PROVIDED RECORDS
╔══

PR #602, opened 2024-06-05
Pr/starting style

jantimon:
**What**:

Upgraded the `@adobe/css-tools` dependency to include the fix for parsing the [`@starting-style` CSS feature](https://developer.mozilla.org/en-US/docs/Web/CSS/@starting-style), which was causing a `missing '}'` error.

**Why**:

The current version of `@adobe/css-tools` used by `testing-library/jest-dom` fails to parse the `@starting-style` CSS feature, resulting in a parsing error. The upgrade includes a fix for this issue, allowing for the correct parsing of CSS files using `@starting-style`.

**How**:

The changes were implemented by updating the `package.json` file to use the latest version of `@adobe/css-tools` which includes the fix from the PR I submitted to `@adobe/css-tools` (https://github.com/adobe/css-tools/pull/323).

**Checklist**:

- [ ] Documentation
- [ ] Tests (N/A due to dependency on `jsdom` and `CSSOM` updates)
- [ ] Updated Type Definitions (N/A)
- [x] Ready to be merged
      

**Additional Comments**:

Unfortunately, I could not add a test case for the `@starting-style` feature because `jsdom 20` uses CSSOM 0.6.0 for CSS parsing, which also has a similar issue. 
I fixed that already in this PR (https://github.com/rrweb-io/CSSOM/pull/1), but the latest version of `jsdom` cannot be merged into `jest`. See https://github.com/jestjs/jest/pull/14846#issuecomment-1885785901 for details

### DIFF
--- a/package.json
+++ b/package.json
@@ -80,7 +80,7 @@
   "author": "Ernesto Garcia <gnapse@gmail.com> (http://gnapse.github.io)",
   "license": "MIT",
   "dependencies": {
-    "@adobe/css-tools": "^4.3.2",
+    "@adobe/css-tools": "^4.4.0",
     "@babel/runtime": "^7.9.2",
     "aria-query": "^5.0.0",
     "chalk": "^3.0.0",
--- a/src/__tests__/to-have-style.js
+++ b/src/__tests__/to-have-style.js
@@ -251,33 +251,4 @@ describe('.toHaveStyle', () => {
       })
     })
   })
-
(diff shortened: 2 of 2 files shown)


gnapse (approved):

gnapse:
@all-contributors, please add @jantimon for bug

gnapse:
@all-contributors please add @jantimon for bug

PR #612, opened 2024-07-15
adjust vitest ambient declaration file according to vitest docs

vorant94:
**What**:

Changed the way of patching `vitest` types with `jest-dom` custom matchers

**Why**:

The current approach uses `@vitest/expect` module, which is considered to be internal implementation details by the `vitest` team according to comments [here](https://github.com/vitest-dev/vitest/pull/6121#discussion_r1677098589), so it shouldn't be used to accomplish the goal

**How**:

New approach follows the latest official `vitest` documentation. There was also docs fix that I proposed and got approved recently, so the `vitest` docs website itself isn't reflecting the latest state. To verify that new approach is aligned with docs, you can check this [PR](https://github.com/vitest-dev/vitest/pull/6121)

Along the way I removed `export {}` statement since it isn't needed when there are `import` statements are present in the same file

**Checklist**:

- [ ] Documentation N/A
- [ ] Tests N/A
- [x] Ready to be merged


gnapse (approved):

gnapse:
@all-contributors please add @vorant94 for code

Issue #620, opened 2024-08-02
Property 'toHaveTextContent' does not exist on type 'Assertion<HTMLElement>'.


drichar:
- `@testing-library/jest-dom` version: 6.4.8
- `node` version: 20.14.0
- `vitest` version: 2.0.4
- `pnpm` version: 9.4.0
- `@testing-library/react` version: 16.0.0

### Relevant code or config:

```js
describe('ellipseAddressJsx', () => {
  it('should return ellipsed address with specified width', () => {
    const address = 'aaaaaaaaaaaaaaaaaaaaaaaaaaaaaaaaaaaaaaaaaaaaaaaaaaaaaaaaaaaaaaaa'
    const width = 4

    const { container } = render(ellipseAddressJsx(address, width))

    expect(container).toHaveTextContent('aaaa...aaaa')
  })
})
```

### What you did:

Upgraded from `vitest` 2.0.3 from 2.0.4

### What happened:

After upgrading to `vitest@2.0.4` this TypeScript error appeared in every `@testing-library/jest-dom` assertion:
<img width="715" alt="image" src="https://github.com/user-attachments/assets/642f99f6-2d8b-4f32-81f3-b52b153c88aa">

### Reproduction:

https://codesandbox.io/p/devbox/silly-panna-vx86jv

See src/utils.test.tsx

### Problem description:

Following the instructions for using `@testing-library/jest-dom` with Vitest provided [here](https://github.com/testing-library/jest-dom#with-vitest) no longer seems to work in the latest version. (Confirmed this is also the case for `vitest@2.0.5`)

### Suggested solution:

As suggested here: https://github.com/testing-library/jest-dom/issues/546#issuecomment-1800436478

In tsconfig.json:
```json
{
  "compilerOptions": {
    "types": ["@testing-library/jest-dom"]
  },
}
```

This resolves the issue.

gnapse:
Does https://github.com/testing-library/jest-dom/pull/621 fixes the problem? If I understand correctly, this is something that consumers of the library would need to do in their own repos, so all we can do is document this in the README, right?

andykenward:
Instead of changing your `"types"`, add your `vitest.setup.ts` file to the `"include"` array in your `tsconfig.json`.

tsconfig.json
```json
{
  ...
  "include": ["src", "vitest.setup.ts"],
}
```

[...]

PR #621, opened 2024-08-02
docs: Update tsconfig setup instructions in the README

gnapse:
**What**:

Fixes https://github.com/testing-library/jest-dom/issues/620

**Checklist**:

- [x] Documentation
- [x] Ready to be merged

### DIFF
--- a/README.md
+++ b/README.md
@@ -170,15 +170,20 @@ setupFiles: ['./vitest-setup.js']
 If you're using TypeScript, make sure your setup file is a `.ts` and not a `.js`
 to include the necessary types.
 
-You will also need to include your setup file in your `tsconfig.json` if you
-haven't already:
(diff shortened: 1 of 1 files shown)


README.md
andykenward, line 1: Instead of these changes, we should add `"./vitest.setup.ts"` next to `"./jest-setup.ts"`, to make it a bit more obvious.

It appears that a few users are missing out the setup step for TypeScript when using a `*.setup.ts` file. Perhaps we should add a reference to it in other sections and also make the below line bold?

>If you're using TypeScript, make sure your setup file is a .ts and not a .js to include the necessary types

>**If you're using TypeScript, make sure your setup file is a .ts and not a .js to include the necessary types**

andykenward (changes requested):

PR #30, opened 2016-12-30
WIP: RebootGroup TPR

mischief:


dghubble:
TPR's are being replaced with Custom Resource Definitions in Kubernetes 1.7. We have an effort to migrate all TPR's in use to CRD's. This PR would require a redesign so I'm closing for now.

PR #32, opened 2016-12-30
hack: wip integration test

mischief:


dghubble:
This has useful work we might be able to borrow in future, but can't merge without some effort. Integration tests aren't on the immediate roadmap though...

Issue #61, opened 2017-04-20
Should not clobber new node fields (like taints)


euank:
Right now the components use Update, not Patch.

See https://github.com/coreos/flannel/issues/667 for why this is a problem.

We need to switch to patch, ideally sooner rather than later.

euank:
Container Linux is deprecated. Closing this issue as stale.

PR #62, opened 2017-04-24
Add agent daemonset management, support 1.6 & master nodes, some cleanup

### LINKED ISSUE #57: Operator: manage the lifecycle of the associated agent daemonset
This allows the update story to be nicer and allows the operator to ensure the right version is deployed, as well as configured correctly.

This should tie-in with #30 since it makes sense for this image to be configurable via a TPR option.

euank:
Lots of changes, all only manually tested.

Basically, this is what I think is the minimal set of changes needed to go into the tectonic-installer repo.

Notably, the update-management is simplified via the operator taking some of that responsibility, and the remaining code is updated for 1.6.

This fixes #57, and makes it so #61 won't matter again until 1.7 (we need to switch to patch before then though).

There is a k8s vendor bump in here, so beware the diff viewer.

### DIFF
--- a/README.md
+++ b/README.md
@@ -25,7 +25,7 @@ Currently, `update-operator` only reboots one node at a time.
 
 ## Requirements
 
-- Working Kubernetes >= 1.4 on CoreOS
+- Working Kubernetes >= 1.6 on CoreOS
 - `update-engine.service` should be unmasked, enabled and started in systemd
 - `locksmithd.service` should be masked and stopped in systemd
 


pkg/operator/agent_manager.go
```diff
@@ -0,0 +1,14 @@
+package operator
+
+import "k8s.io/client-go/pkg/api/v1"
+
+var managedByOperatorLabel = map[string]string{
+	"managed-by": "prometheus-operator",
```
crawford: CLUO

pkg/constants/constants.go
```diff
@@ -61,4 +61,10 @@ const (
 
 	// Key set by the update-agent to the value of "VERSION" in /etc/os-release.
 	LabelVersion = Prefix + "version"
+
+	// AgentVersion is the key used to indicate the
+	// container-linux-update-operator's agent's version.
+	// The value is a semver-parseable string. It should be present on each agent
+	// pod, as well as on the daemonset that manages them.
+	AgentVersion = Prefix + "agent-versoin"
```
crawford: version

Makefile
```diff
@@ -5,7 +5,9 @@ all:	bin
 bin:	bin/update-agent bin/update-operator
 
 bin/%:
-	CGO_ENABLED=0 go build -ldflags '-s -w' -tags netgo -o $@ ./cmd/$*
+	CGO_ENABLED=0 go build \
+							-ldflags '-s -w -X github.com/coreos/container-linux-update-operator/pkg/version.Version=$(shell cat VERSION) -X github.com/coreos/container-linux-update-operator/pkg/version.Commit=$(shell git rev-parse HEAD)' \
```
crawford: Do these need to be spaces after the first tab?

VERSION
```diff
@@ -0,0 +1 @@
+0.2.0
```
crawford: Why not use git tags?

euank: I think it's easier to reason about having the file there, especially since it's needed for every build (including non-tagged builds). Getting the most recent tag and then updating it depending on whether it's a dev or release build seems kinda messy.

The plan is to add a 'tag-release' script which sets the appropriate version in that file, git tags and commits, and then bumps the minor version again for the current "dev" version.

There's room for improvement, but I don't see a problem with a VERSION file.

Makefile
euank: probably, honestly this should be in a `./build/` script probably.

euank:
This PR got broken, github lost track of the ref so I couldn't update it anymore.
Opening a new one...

╚══

EXERCISE REQUIREMENTS
Looking at the records above, work out how many lines include the word "Working", then give that number by itself.

RESULT BELOW
2